RECORDS TO PROCESS START
PR #10583, opened 2021-07-28
GH-3678 migrate http_plugin to boost::beast EPE-9

praphael:
## Change Type
**Select *ONE*:**
- [ ] Documentation

- [ ] Stability bug fix

- [x ] Other

- [ ] Other - special case

## Testing Changes
**Select *ANY* that apply:**
- [ ] New Tests

- [x] Existing Tests

- [ ] Test Framework

- [ ] CI System

- [ ] Other

## Consensus Changes
- [ ] Consensus Changes

## API Changes
- [ ] API Changes

## Documentation Additions
- [ ] Documentation Additions


plugins/http_plugin/beast_http_listener.hpp
```diff
@@ -0,0 +1,136 @@
...
+    // Accepts incoming connections and launches the sessions
+    // session_type should be a subclass of beast_http_session
+    // protocol type must have sub types acceptor and endpoint, e.g. boost::asio::ip::tcp;
+    // socket type must be the socket e.g, boost::asio::ip::tcp::socket
+    template<typename session_type, typename protocol_type, typename socket_type> 
+    
+    class beast_http_listener : public std::enable_shared_from_this<beast_http_listener<session_type, protocol_type, socket_type> >
+    {
+        private: 
+            bool isListening_;
```
heifner: default constructor leaves this uninitialized which is undefined behavior

plugins/http_plugin/beast_http_listener.hpp
```diff
@@ -0,0 +1,136 @@
...
+#include <type_traits>
+#include <sstream>
+
+namespace eosio {
+    // Accepts incoming connections and launches the sessions
+    // session_type should be a subclass of beast_http_session
+    // protocol type must have sub types acceptor and endpoint, e.g. boost::asio::ip::tcp;
+    // socket type must be the socket e.g, boost::asio::ip::tcp::socket
+    template<typename session_type, typename protocol_type, typename socket_type> 
+
```
heifner: Can we remove this blank line.

plugins/http_plugin/beast_http_listener.hpp
```diff
@@ -0,0 +1,136 @@
...
+                } catch( ... ) { }
+            }; 
+
+            void listen(typename protocol_type::endpoint endpoint) {
+                if (isListening_) return;
+
+                // for unix sockets we should delete the old socket
+                if(std::is_same<socket_type, stream_protocol::socket>::value) { 
+                    auto ss = std::stringstream();
+                    ss << endpoint;
```
heifner: I'm not sure there is any indication that this will always be the path. It is documented as a human readable representation. I think you should use `.path()` instead.

plugins/http_plugin/beast_http_listener.hpp
```diff
@@ -0,0 +1,136 @@
...
+
+                // Bind to the server address
+                acceptor_.bind(endpoint, ec);
+                if(ec)  {
+                    fail(ec, "bind");
+                    return;
+                }
+
+                // Start listening for connections
+                auto maxConnections = asio::socket_base::max_listen_connections;
```
heifner: We use snake_case exclusively for variables. `max_connections`

plugins/http_plugin/beast_http_session.hpp
```diff
@@ -0,0 +1,587 @@
...
+    //  https://security.stackexchange.com/questions/91435/how-to-handle-a-malicious-ssl-tls-shutdown
+    void fail(beast::error_code ec, char const* what)
+    {
+        fc_elog(logger, "${w}: ${m}", ("w", what)("m", ec.message()));
+        fc_elog(logger, "closing connection");
+    }
+
+    // this needs to be declared outside of the beast_http_session, because it doesn't work for 
+    // UNIX socket session, since it lacks address() function in endpoint
+    //  Since this is a virtual function, std::enable_if_t/SFNIAE doesn't work
```
heifner: This is not a `virtual` function. What does this comment mean?

plugins/http_plugin/beast_http_session.hpp
```diff
@@ -0,0 +1,587 @@
...
+                            std::shared_ptr<http_plugin_state> plugin_state, 
+                            std::shared_ptr<eosio::chain::named_thread_pool> thread_pool)
+            : beast_http_session(plugin_state, thread_pool)
+            , socket_(std::move(sock)) 
+            {  }
+
+            virtual ~unix_socket_session() = default;
+
+            bool allow_host(const http::request<http::string_body>& req) { 
+                // TODO allow host make sense here ?
```
heifner: Remove TODO comment

plugins/http_plugin/beast_http_session.hpp
```diff
@@ -0,0 +1,587 @@
...
+                                is_conn_secure)) 
+        {
+            return false;
+        }
+
+        return true;
+    }
+
+    // Handle HTTP conneciton using boost::beast for TCP communication
+    // This uses the Curiously Recurring Template Pattern so that
```
heifner: This is not an example of the `Curiously Recurring Template Pattern`. Ah, you mean derived classes can use the CRTP with this class.

plugins/http_plugin/beast_http_session.hpp
```diff
@@ -0,0 +1,587 @@
...
+            // HTTP parser object
+            std::optional<http::request_parser<http::string_body>> req_parser_;
+
+            // HTTP response object
+            http::response<http::string_body> res_;
+
+            std::shared_ptr<http_plugin_state> plugin_state_;
+
+            // whetner resposne should be sent back to client when an exception occured
+            bool isSendExceptionResponse_;
```
heifner: This is uninitialized in the default constructor.

plugins/http_plugin/beast_http_session.hpp
```diff
@@ -0,0 +1,587 @@
...
+    template<class Derived> 
+    class beast_http_session :  public detail::abstract_conn
+    {
+        protected:
+            beast::flat_buffer buffer_;
+            beast::error_code ec_;
+
+            // time points for timeout measurement and perf metrics 
+            steady_clock::time_point session_begin_, read_begin_, handle_begin_, write_begin_;
+            uint64_t read_time_us_, handle_time_us_, write_time_us_;
```
heifner: These are uninitialized in the default constructor.

plugins/http_plugin/beast_http_session.hpp
```diff
@@ -0,0 +1,587 @@
...
+
+            // HTTP parser object
+            std::optional<http::request_parser<http::string_body>> req_parser_;
+
+            // HTTP response object
+            http::response<http::string_body> res_;
+
+            std::shared_ptr<http_plugin_state> plugin_state_;
+
+            // whetner resposne should be sent back to client when an exception occured
```
heifner: Fix spelling

plugins/http_plugin/beast_http_session.hpp
```diff
@@ -0,0 +1,587 @@
...
+                        fc_dlog( logger, "404 - not found: ${ep}", ("ep", resource) );
+                        not_found(resource, *this);                    
+                    }
+                } catch (...) {
+                    handle_exception();
+                }
+            }
+
+            void report_429_error(const std::string & what) {                
+                send_response(std::string(what),
```
heifner: Extra copy of `what` not needed.

heifner: `report_429_error` could take a `std::string` which could then be moved into `send_response`

plugins/http_plugin/beast_http_session.hpp
```diff
@@ -0,0 +1,587 @@
...
+                            static_cast<int>(http::status::too_many_requests));                
+            }
+
+        public:
+            virtual bool verify_max_bytes_in_flight() override {
+                auto bytes_in_flight_size = plugin_state_->bytes_in_flight.load();
+                if( bytes_in_flight_size > plugin_state_->max_bytes_in_flight ) {
+                    fc_dlog( logger, "429 - too many bytes in flight: ${bytes}", ("bytes", bytes_in_flight_size) );
+                    string what = "Too many bytes in flight: " + std::to_string( bytes_in_flight_size ) + ". Try again later.";;
+                    report_429_error(what);
```
heifner: If `report_429_error` took a `std::string` then `what` could be moved into it.

plugins/http_plugin/beast_http_session.hpp
```diff
@@ -0,0 +1,587 @@
...
+
+            virtual bool verify_max_requests_in_flight() override {
+                if (plugin_state_->max_requests_in_flight < 0)
+                    return true;
+
+                auto requests_in_flight_num = plugin_state_->requests_in_flight.load();
+                if( requests_in_flight_num > plugin_state_->max_requests_in_flight ) {
+                    fc_dlog( logger, "429 - too many requests in flight: ${requests}", ("requests", requests_in_flight_num) );
+                    string what = "Too many requests in flight: " + std::to_string( requests_in_flight_num ) + ". Try again later.";
+                    report_429_error(what);
```
heifner: Same comment as above, this could be `std::move(what)`

plugins/http_plugin/beast_http_session.hpp
heifner: Also this should use snake_case `is_send_exception_response_`

plugins/http_plugin/beast_http_session.hpp
```diff
@@ -0,0 +1,587 @@
...
+            Derived& derived()
+            {
+                return static_cast<Derived&>(*this);
+            }
+            
+        public: 
+            // shared_from_this() requires default constuctor
+            beast_http_session() = default;
+      
+            // Take ownership of the buffer
```
heifner: Not sure what this comment means.

plugins/http_plugin/beast_http_session.hpp
```diff
@@ -0,0 +1,587 @@
...
+                // dfeault to true
+                isSendExceptionResponse_ = true;
+            }
+
+            virtual ~beast_http_session() {
+                // avoid exceptions being thrown in destructor
+                isSendExceptionResponse_ = false;
+                try { 
+                    plugin_state_->requests_in_flight -= 1;
+    #if PRINT_PERF_METRICS
```
heifner: I don't think this should be a `#if`. It could be left as debug level logging always. Or if you think debug is too much you can do:
     ` if( logger.is_enabled( fc::log_level::all ) )`

plugins/http_plugin/beast_http_session.hpp
```diff
@@ -0,0 +1,587 @@
...
+                read_time_us_ = handle_time_us_ = write_time_us_ = 0;
+
+                // dfeault to true
+                isSendExceptionResponse_ = true;
+            }
+
+            virtual ~beast_http_session() {
+                // avoid exceptions being thrown in destructor
+                isSendExceptionResponse_ = false;
+                try {
```
heifner: None of this should throw, right? What are you guarding against here?

plugins/http_plugin/beast_http_session.hpp
```diff
@@ -0,0 +1,587 @@
...
+            
+            std::shared_ptr<eosio::chain::named_thread_pool> thread_pool_;
+
+            template<
+                class Body, class Allocator>
+            void
+            handle_request(
+                http::request<Body, http::basic_fields<Allocator>>&& req)
+            {
+                auto &res = res_;
```
heifner: Why this local reference?

plugins/http_plugin/beast_http_session.hpp
```diff
@@ -0,0 +1,587 @@
...
+                write_time_us_ += std::chrono::duration_cast<std::chrono::microseconds>(dt).count();
+
+                if(close)
+                {
+                    // This means we should close the connection, usually because
+                    // the response indicated the "Connection: close" semantic.
+                    return derived().do_eof();
+                }
+
+                // create a new parser to clear state
```
heifner, line 326: I was expecting to see `res_` cleared here as well. Seems like we might hold on to a lot of memory if we do not clear it out.

heifner (changes requested):
I'm done reviewing for the day, but not done reviewing. I'm submitting this now because I'm not sure when I'll have time to get back to this.

plugins/http_plugin/beast_http_listener.hpp
```diff
@@ -0,0 +1,141 @@
...
+#include <sstream>
+
+namespace eosio {
+    // since beast_http_listener handles both TCP and UNIX endpoints we need a template here 
+    // to get the path if makes sense, so that we can call ::unlink() before opening socket 
+    // in beast_http_listener::listen() by tdefault return blank string
+    template<typename T>
+    std::string get_endpoint_path(T endpt) { return {}; }
+
+    std::string get_endpoint_path(stream_protocol::endpoint endpt) { return endpt.path(); }
```
heifner: `endpt` can be a `const&` both here and on line 13.

plugins/http_plugin/beast_http_listener.hpp
```diff
@@ -0,0 +1,141 @@
...
+            beast_http_listener& operator=(const beast_http_listener&) = delete;
+            beast_http_listener& operator=(beast_http_listener&&) = delete;
+
+            beast_http_listener(std::shared_ptr<eosio::chain::named_thread_pool> thread_pool, 
+                                std::shared_ptr<ssl::context> ctx, 
+                                std::shared_ptr<http_plugin_state> plugin_state) : 
+                is_listening_(false)
+                , thread_pool_(thread_pool)
+                , ctx_(ctx)
+                , plugin_state_(plugin_state)
```
heifner: These passed by value `shared_ptr` can be `std::move`.

plugins/http_plugin/beast_http_listener.hpp
```diff
@@ -0,0 +1,141 @@
...
+    {
+        private: 
+            bool is_listening_ = false; 
+
+            std::shared_ptr<eosio::chain::named_thread_pool> thread_pool_;
+            std::shared_ptr<ssl::context> ctx_;
+            std::shared_ptr<http_plugin_state> plugin_state_;
+
+            typename protocol_type::acceptor acceptor_;
+            typename protocol_type::endpoint listen_ep_;
```
heifner: `listen_ep_` is not used.

plugins/http_plugin/beast_http_listener.hpp
praphael: They can't because the `http_plugin`,` beast_http_listener` and `beast_http_session` all live in different threads.   Therefore you can't safely access a reference to an object in one thread that was created by another, unless you guarantee the object lifetime.  

While it should be the case that  http_plugin will outlive the objects it creates (such as thread pool), this is not guaranteed.  The restart_scenarios_XXX in particularly, were sporadically failing because nodeos was returning a non-zero exit code (either -6 or -11, which corresponds to unhandled exception and segmentation fault), because of a race condition in the order of destruction of the objects.  This was fixed by having any objects which were referenced by seprate threads be shared pointers - namely the thread_pool and plugin_state.

I could refactor this such that beast_http_listener is the one to create the thread pool.  It would still need to be shared_ptr as beast_http_session needs it.

heifner: A `std::move` here would not cause them to use the same reference. Specifically, I just meant to do this:

```
            beast_http_listener(std::shared_ptr<eosio::chain::named_thread_pool> thread_pool, 
                                std::shared_ptr<ssl::context> ctx, 
                                std::shared_ptr<http_plugin_state> plugin_state) : 
                is_listening_(false)
                , thread_pool_(std::move(thread_pool))
                , ctx_(std::move(ctx))
                , plugin_state_(std::move(plugin_state))
                , acceptor_(thread_pool_->get_executor())
                , socket_(thread_pool_->get_executor())
            { }

```

The move of shared_ptr just saves an atomic copy. You have already made a copy because the constructor take a value instead of a reference. No need to make another copy in the initializer list.

praphael: Ah ok - thanks for clearing that up.

plugins/http_plugin/common.hpp
```diff
@@ -0,0 +1,274 @@
...
+    bool host_is_valid( const http_plugin_state& plugin_state, 
+                        const std::string& host, 
+                        const string& endpoint_local_host_port, 
+                        bool secure) {
+        if (!plugin_state.validate_host) {
+            return true;
+        }
+
+        // normalise the incoming host so that it always has the explicit port
+        static auto has_port_expr = std::regex("[^:]:[0-9]+$"); /// ends in :<number> without a preceeding colon which implies ipv6
```
heifner: I think this would be better than regex: https://www.boost.org/doc/libs/1_66_0/doc/html/boost_asio/reference/ip__address.html

plugins/http_plugin/beast_http_listener.hpp
```diff
@@ -0,0 +1,140 @@
...
+
+            beast_http_listener(std::shared_ptr<eosio::chain::named_thread_pool> thread_pool, 
+                                std::shared_ptr<ssl::context> ctx, 
+                                std::shared_ptr<http_plugin_state> plugin_state) : 
+                is_listening_(false)
+                , thread_pool_(std::move(thread_pool))
+                , ctx_(std::move(ctx))
+                , plugin_state_(std::move(plugin_state))
+                , acceptor_(thread_pool_->get_executor())
+                , socket_(thread_pool_->get_executor())
```
heifner, line 56: Even if we have convinced ourselves that an explicit strand is not required for our use case, I think it makes sense to still use a strand so that we more closely align with the boost beast examples.

praphael: This is possible, although for boost versions prior to 1.70 the last solution I used was rather ugly.  If we do this I would prefer to bump the min boost version up to 1.70

The use of strands reinforces that the session objects are not thread-safe - i.e the object is intended to live, be accessed and die within a single thread.  Only the plugin_state objects are thread safe.  This is fine as we are not doing anything fancy like pipelining requests within a session.  There may be a slight perf penalty for using strands, though the vast majority of time (> 90%) is spent handling the request anyway.

heifner: I would prefer not making it ugly. I've not been able to make it crash by bombarding it with requests, so I would prefer to leave as is for now.

plugins/http_plugin/beast_http_session.hpp
```diff
@@ -0,0 +1,579 @@
...
+
+                session_begin_ = steady_clock::now();
+                read_time_us_ = handle_time_us_ = write_time_us_ = 0;
+
+                // default to true
+                is_send_exception_response_ = true;
+            }
+
+            virtual ~beast_http_session() {
+                // avoid exceptions being thrown in destructor
```
heifner: This comment is no longer applicable.

plugins/http_plugin/beast_http_session.hpp
```diff
@@ -0,0 +1,579 @@
...
+                    derived().stream(),
+                    *res_,
+                    [self, close](beast::error_code ec, std::size_t bytes_transferred) {
+                        self->on_write(ec, bytes_transferred, close);
+                    }
+                );
+            }
+
+            void run_session() {
+                // wrap entiere session around try/catch to prevent non-zero exit code test failure
```
heifner: This comment does not seem relevant. Should we add a try-catch here to be safe?

plugins/http_plugin/beast_http_session.hpp
```diff
@@ -0,0 +1,579 @@
...
+                    // At this point the connection is closed gracefully
+                } catch (...) { 
+                    handle_exception(); 
+                }
+            }
+
+            bool is_secure() { return false; };
+
+            void run() {
+                // catch any loose exceptions so that nodeos will return zero exit code
```
heifner: This also does not seem to apply anymore.

plugins/http_plugin/common.hpp
```diff
@@ -0,0 +1,274 @@
...
+    auto make_in_flight(T&& object, http_plugin_state& plugin_state) {
+        return std::make_shared<in_flight<T>>(std::forward<T>(object), plugin_state);
+    }
+
+    /**
+     * Construct a lambda appropriate for url_response_callback that will
+     * JSON-stringify the provided response
+     *
+     * @param thread_pool - pointer to the thread pool 
+     * @param plugin_state = reference to plugin state object
```
heifner: It is not a reference. I would jus remove `pointer`, `reference`, `pointer` from all these descriptions. You can see what they are by looking at them.

plugins/http_plugin/common.hpp
```diff
@@ -0,0 +1,274 @@
...
+     * @param session_ptr - pointer to the session object on which to invoke send_response
+     * @return lambda suitable for url_response_callback
+     */
+    auto make_http_response_handler(std::shared_ptr<eosio::chain::named_thread_pool> thread_pool, std::shared_ptr<http_plugin_state> plugin_state, detail::abstract_conn_ptr session_ptr) {
+    return [thread_pool, plugin_state, session_ptr]( int code, std::optional<fc::variant> response )
```
heifner: These can all be moved.
`return [thread_pool{std::move(thread_pool)}, plugin_state{std::move(plugin_state)}, session_ptr{std::move(session_ptr)}]( int code, std::optional<fc::variant> response )`

plugins/http_plugin/beast_http_session.hpp
praphael: It should not be necessary.   There isn't much code between that point and either an  async_read will happen, which cannot throw an exception, or session will be terminated, if max_requests_in_flight is exceeded.

plugins/http_plugin/common.hpp
```diff
@@ -0,0 +1,276 @@
...
+                _plugin_state.bytes_in_flight -= _count;
+            }
+        }
+
+        // No copy constructor, but allow move
+        in_flight(const in_flight&) = delete;
+        in_flight(in_flight&& from)
+        :_object(std::move(from._object))
+        ,_count(from._count)
+        ,_plugin_state(std::move(from._plugin_state))
```
heifner, line 232: This `std::move` is not doing anything and you are copying all the plugin state here.

plugins/http_plugin/common.hpp
```diff
@@ -0,0 +1,276 @@
...
+        {
+            from._count = 0;
+        }
+
+        // No copy assignment, but allow move
+        in_flight& operator=(const in_flight&) = delete;
+        in_flight& operator=(in_flight&& from) {
+            _object = std::move(from._object);
+            _count = from._count;
+            _plugin_state = from._plugin_state;
```
heifner: This is making a copy of plugin_state.
You actually don't need the move constructor or the move `operator=`, so you can just declare them both as `= delete`.

plugins/http_plugin/beast_http_session.hpp
```diff
@@ -0,0 +1,576 @@
...
+
+                // This means they closed the connection
+                if(ec == http::error::end_of_stream)
+                    return derived().do_eof();
+
+                if(ec) {
+                    return fail(ec, "read");
+                }
+
+                auto req = req_parser_->get();
```
heifner: Can call `release()` instead of `get()` to move parsed message out of `req_parser_`

plugins/http_plugin/beast_http_session.hpp
```diff
@@ -0,0 +1,576 @@
...
+                auto const bad_request =
+                [](beast::string_view why, detail::abstract_conn& conn)
+                {
+                    conn.send_response(std::string(why), 
+                                    static_cast<int>(http::status::bad_request));
+                };
+
+                // Returns a not found response
+                auto const not_found =
+                [](beast::string_view target, detail::abstract_conn& conn)
```
heifner: The only place this is called from has a string for target, change to `const std::string&`

plugins/http_plugin/beast_http_session.hpp
```diff
@@ -0,0 +1,576 @@
...
+                    }
+
+                    // verfiy bytes in flight/requests in flight
+                    if( !verify_max_bytes_in_flight() ) return;
+
+                    std::string resource = std::string(req.target());
+                    // look for the URL handler to handle this reosouce
+                    auto handler_itr = plugin_state_->url_handlers.find( resource );
+                    if( handler_itr != plugin_state_->url_handlers.end()) {
+                        std::string body = req.body();
```
heifner, line 182: I think it would be good to debug log the `resource` here.

plugins/http_plugin/common.hpp
praphael: Was http_plugin designed to support IP v6?   If not, I can convert the addresses to IP v4 for comparison.  The initialization code  `http_plugin::plugin_initialize()` seems to assume IP v4, because its looking for a host/port and calling `resolve` with `tcp::v4()` as an argument.

heifner: It probably was not designed to support IP v6, but if you can add support as part of this PR that would be a plus.

Specifically, instead of regex, you should be able to do something like this:

```
auto add = ip::address::make_address( host );
if( add.is_v6() ) 
```

plugins/http_plugin/common.hpp
praphael: plugin_state shouldn't be copied as it is stored as reference within the` in_flight` object, but yes the std::move is pointless.

heifner: plugin_state is copied. That is how references work. https://isocpp.org/wiki/faq/references#reseating-refs You can't assign references, you only copy the entire object. Specifically for the operator=.

praphael: You are correct ...  I mixed up initialization with assignment.   I don't think move assignment is necessary for this code so I will delete this call.

plugins/http_plugin/common.hpp
praphael: This was my thought as well.  We can just normalize addresses to IP v6, shouldn't require conditionals.

heifner: Nice

praphael: I have added support for IPv6 and reworked the allow_hosts logic.  The existing implementation struck me as a bit type-unsafe and did some unnecessary conversion between addresses and strings.  Hopefully it is cleaned up now.  The one thing we might want to take a closer look at is a function I added called get_ipaddr_host_port(), which takes either an IPv4 or IPv6 address string and splits it up into host/port, autodetecting which version it is.  I couldn't find a library implementation for this,  so I made a simple implementation to do this which assumes IPv6 addresses contain at least open bracket '[, though it doesn't have to be a closed bracket unless it contains a port number.  I believe there is an RFC which this should be the case for IPv6 addresses which contain port numbers, but I'm not sure about IPv6 addresses which do not contain port numbers..  

Also not sure how strict it should be, such as detecting the ':' separator (which wasn't done in current implementation even for IPv4)

praphael:
Rolled back IPv6, new branch PR: https://github.com/EOSIO/eos/pull/10689

PR #10586, opened 2021-08-02
Add test case for amqp start up paused

ndcgundlach:
## Change Description

Add test case for amqp start up paused
## Change Type
**Select *ONE*:**
- [ ] Documentation

- [ ] Stability bug fix

- [ ] Other

- [ ] Other - special case

## Testing Changes
**Select *ANY* that apply:**
- [ ] New Tests

- [ ] Existing Tests

- [ ] Test Framework

- [ ] CI System

- [ ] Other

## Consensus Changes
- [ ] Consensus Changes

## API Changes
- [ ] API Changes

## Documentation Additions
- [ ] Documentation Additions


tests/amqp_pause_test.sh
```diff
@@ -0,0 +1,74 @@
+#!/usr/bin/bash -x
```
heifner, line 1: I think this should be a python test. We have standardized on python as the language for tests. I don't think we should make an exception for this test.

tests/amqp_pause_test.sh
```diff
@@ -0,0 +1,74 @@
...
+# Test for amqp queue listening to be paused in a paused producer
+
+echo 'making sure we are clean.  one or both of these commands may fail.'
+killall nodeos
+rm -rf var/lib/node_004
```
heifner, line 6: Seems fragile to reach in and remove this directory. The python scripts have an option to leave directories in place, this would violate that.

tests/amqp_pause_test.sh
```diff
@@ -0,0 +1,74 @@
...
+
+echo 'starting producer and sending txns'
+tests/nodeos_high_transaction_test.py -p=1 -n=8 --dump-error-details --keep-logs -v --leave-running --amqp-address=amqp://guest:guest@127.0.0.1 --num-transactions=90000000000 > var/lib/amqp.txt 2>&1 &
+sleep 5
```
heifner, line 10: Seems like you might need more time. Again the python tests have a cleaner way to wait on nodes to come up.

tests/amqp_pause_test.sh
```diff
@@ -0,0 +1,74 @@
...
+
+echo 'checking for amqp start up in main producer'
+amqp_startup=`fgrep -e "Starting amqp consumption at startup"  var/lib/node_00/stderr.txt | wc -l`
```
heifner, line 13: I don't like greping logs for log messages. Maybe we can add some functionality to the test plugin to more directly look for these conditions.

heifner (changes requested):

heifner:
Replaced by #10640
RECORDS TO PROCESS END
## DESCRIPTION OF THE TASK
Tally up the lines holding the string "them" in the data above, and respond with nothing but the number.

## ANSWER SPACE
3